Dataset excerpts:
┌──

PR #274, opened 2026-07-17
chore: release v7.0.0

andrei-21:
## Changes since v6.0.1

- Add explicit `CacheOnly`, `CacheFirst`, and `NetworkOnly` resolve policies.
- Return structured publish and resolve errors, including invalid packet sequence information.
- Return the number of DHT nodes storing a packet from client and relay publish operations.
- Add DHT query diagnostics and hide direct `mainline` access behind the new `DhtClient` abstraction.
- Add the public single-endpoint `RelayClient`.
- Split relay HTTP, inbound DHT, and user-triggered DHT rate limits.
- Improve relay cache freshness handling, request timeouts, shutdown behavior, and Docker support.
- Align the JavaScript bindings with the Rust client API, including resolve policies, structured errors, stored-node counts, normalized naming, and millisecond timestamps.
- Make key utilities always available and remove the `keys` Cargo feature.
- Update `ed25519-dalek` to stable v3 and remove unused dependencies.

## Breaking changes

- `Client::resolve` now requires a `ResolvePolicy` and returns `Result<SignedPacket, ResolveError>`.
- `Client::publish` now returns the stored-node count and no longer accepts a CAS timestamp.
- `ClientBlocking`, `Client::cache`, `Client::dht`, the public client relay module, and the previous client future helpers were removed.
- `ClientBuilder::dht` now configures `mainline::Config`.
- Relay rate-limiter configuration now requires separate HTTP, DHT-peer, and user-triggered DHT quotas.
- `RelayBuilder::pkarr` was replaced by DHT and request-timeout configuration methods.
- The `keys` Cargo feature was removed; key utilities remain available with default features disabled.
- JavaScript client methods, key accessors, error handling, and timestamp fields were updated to match the new API.

### DIFF
--- a/bindings/js/pkg/package.json
+++ b/bindings/js/pkg/package.json
@@ -1,7 +1,7 @@
 {
   "name": "@synonymdev/pkarr",
   "description": "Public-Key Addressable Resource Records (Pkarr); publish and resolve DNS records over Mainline DHT",
-  "version": "0.1.4",
+  "version": "1.0.0",
   "license": "MIT",
   "repository": {
     "type": "git",
--- a/relay/Cargo.toml
+++ b/relay/Cargo.toml
@@ -1,6 +1,6 @@
 [package]
 name = "pkarr-relay"
-version = "0.12.0"
+version = "1.0.0"
 rust-version = "1.85"
 authors = [
     "Nuh <nuh@nuh.dev>",
@@ -41,7 +41,7 @@ toml = "0.9.11"
 clap = { version = "4.5.57", features = ["derive"] }
 httpdate = "1.0.3"
 url = "2.5.8"
-pkarr = { path = "../pkarr", version = "6.0", default-features = false, features = [
+pkarr = { path = "../pkarr", version = "7.0.0", default-features = false, features = [
     "dht",
     "lmdb-cache",
 ] }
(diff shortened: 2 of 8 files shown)


bindings/js/pkg/package.json
```diff
@@ -1,7 +1,7 @@
 {
   "name": "@synonymdev/pkarr",
   "description": "Public-Key Addressable Resource Records (Pkarr); publish and resolve DNS records over Mainline DHT",
-  "version": "0.1.4",
+  "version": "0.2.0",
```
SeverinAlexB: Should we bump to v1.0.0?

relay/Cargo.toml
```diff
@@ -1,6 +1,6 @@
 [package]
 name = "pkarr-relay"
-version = "0.12.0"
+version = "0.13.0"
```
SeverinAlexB: Should we do v1.0.0?

bindings/js/pkg/package.json
andrei-21: Done.

relay/Cargo.toml
andrei-21: Done.

andrei-21:
Also note that I synchronized `pkarr-js` version to `7.0.0`.

SeverinAlexB (approved):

└──

Exercise directions
Output the entries exactly. Leave nothing out.

Answer section
PR #274, opened 2026-07-17
chore: release v7.0.0

andrei-21:
## Changes since v6.0.1

- Add explicit `CacheOnly`, `CacheFirst`, and `NetworkOnly` resolve policies.
- Return structured publish and resolve errors, including invalid packet sequence information.
- Return the number of DHT nodes storing a packet from client and relay publish operations.
- Add DHT query diagnostics and hide direct `mainline` access behind the new `DhtClient` abstraction.
- Add the public single-endpoint `RelayClient`.
- Split relay HTTP, inbound DHT, and user-triggered DHT rate limits.
- Improve relay cache freshness handling, request timeouts, shutdown behavior, and Docker support.
- Align the JavaScript bindings with the Rust client API, including resolve policies, structured errors, stored-node counts, normalized naming, and millisecond timestamps.
- Make key utilities always available and remove the `keys` Cargo feature.
- Update `ed25519-dalek` to stable v3 and remove unused dependencies.

## Breaking changes

- `Client::resolve` now requires a `ResolvePolicy` and returns `Result<SignedPacket, ResolveError>`.
- `Client::publish` now returns the stored-node count and no longer accepts a CAS timestamp.
- `ClientBlocking`, `Client::cache`, `Client::dht`, the public client relay module, and the previous client future helpers were removed.
- `ClientBuilder::dht` now configures `mainline::Config`.
- Relay rate-limiter configuration now requires separate HTTP, DHT-peer, and user-triggered DHT quotas.
- `RelayBuilder::pkarr` was replaced by DHT and request-timeout configuration methods.
- The `keys` Cargo feature was removed; key utilities remain available with default features disabled.
- JavaScript client methods, key accessors, error handling, and timestamp fields were updated to match the new API.

### DIFF
--- a/bindings/js/pkg/package.json
+++ b/bindings/js/pkg/package.json
@@ -1,7 +1,7 @@
 {
   "name": "@synonymdev/pkarr",
   "description": "Public-Key Addressable Resource Records (Pkarr); publish and resolve DNS records over Mainline DHT",
-  "version": "0.1.4",
+  "version": "1.0.0",
   "license": "MIT",
   "repository": {
     "type": "git",
--- a/relay/Cargo.toml
+++ b/relay/Cargo.toml
@@ -1,6 +1,6 @@
 [package]
 name = "pkarr-relay"
-version = "0.12.0"
+version = "1.0.0"
 rust-version = "1.85"
 authors = [
     "Nuh <nuh@nuh.dev>",
@@ -41,7 +41,7 @@ toml = "0.9.11"
 clap = { version = "4.5.57", features = ["derive"] }
 httpdate = "1.0.3"
 url = "2.5.8"
-pkarr = { path = "../pkarr", version = "6.0", default-features = false, features = [
+pkarr = { path = "../pkarr", version = "7.0.0", default-features = false, features = [
     "dht",
     "lmdb-cache",
 ] }
(diff shortened: 2 of 8 files shown)


bindings/js/pkg/package.json
```diff
@@ -1,7 +1,7 @@
 {
   "name": "@synonymdev/pkarr",
   "description": "Public-Key Addressable Resource Records (Pkarr); publish and resolve DNS records over Mainline DHT",
-  "version": "0.1.4",
+  "version": "0.2.0",
```
SeverinAlexB: Should we bump to v1.0.0?

relay/Cargo.toml
```diff
@@ -1,6 +1,6 @@
 [package]
 name = "pkarr-relay"
-version = "0.12.0"
+version = "0.13.0"
```
SeverinAlexB: Should we do v1.0.0?

bindings/js/pkg/package.json
andrei-21: Done.

relay/Cargo.toml
andrei-21: Done.

andrei-21:
Also note that I synchronized `pkarr-js` version to `7.0.0`.

SeverinAlexB (approved):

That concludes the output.